** Task requirements **
Copy out each line below exactly as written.

::::::::

PR #3562, opened 2024-05-07
fix(docker-compose): omit version if schemaVersion is not provided

Tucker-Eric:
The `version` element is deprecated in docker compose configs (https://github.com/compose-spec/compose-spec/blob/master/spec.md#version-and-name-top-level-elements)

This change omits `version` from the `docker-compose.yml` when `schemaVersion` isn't set. Not removing it completely to allow for backwards compatibility.

---


Tucker-Eric:
> Good catch! Can you also `@deprecated` the options please

Done!

mrgrain:
```
src/docker-compose/docker-compose.ts:43:3 - error JSII7999: @deprecated tag needs a reason and/or suggested alternatives.
```

and then you'll have to update the generated API docs again

mrgrain (approved):

PR #3571, opened 2024-05-11
fix(gitlab): use WorkflowWhen in WorkflowRule

JohannesKonings:
The WorkflowRule has the type JobWhen for the when field. When in a workflow rule can be only `always` and `never`: https://docs.gitlab.com/ee/ci/yaml/#workflowrules
If used in jobs it could have more inputs: https://docs.gitlab.com/ee/ci/yaml/#when

---


mrgrain:
Thanks for the fix and congrats our first contribution!

I think you will also have to run the build locally to update the auto generated API docs.

JohannesKonings:
@mrgrain I run the build and added the updated gitlab readme.

mrgrain (approved):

::::::::

** The completed task **
PR #3562, opened 2024-05-07
fix(docker-compose): omit version if schemaVersion is not provided

Tucker-Eric:
The `version` element is deprecated in docker compose configs (https://github.com/compose-spec/compose-spec/blob/master/spec.md#version-and-name-top-level-elements)

This change omits `version` from the `docker-compose.yml` when `schemaVersion` isn't set. Not removing it completely to allow for backwards compatibility.

---


Tucker-Eric:
> Good catch! Can you also `@deprecated` the options please

Done!

mrgrain:
```
src/docker-compose/docker-compose.ts:43:3 - error JSII7999: @deprecated tag needs a reason and/or suggested alternatives.
```

and then you'll have to update the generated API docs again

mrgrain (approved):

PR #3571, opened 2024-05-11
fix(gitlab): use WorkflowWhen in WorkflowRule

JohannesKonings:
The WorkflowRule has the type JobWhen for the when field. When in a workflow rule can be only `always` and `never`: https://docs.gitlab.com/ee/ci/yaml/#workflowrules
If used in jobs it could have more inputs: https://docs.gitlab.com/ee/ci/yaml/#when

---


mrgrain:
Thanks for the fix and congrats our first contribution!

I think you will also have to run the build locally to update the auto generated API docs.

JohannesKonings:
@mrgrain I run the build and added the updated gitlab readme.

mrgrain (approved):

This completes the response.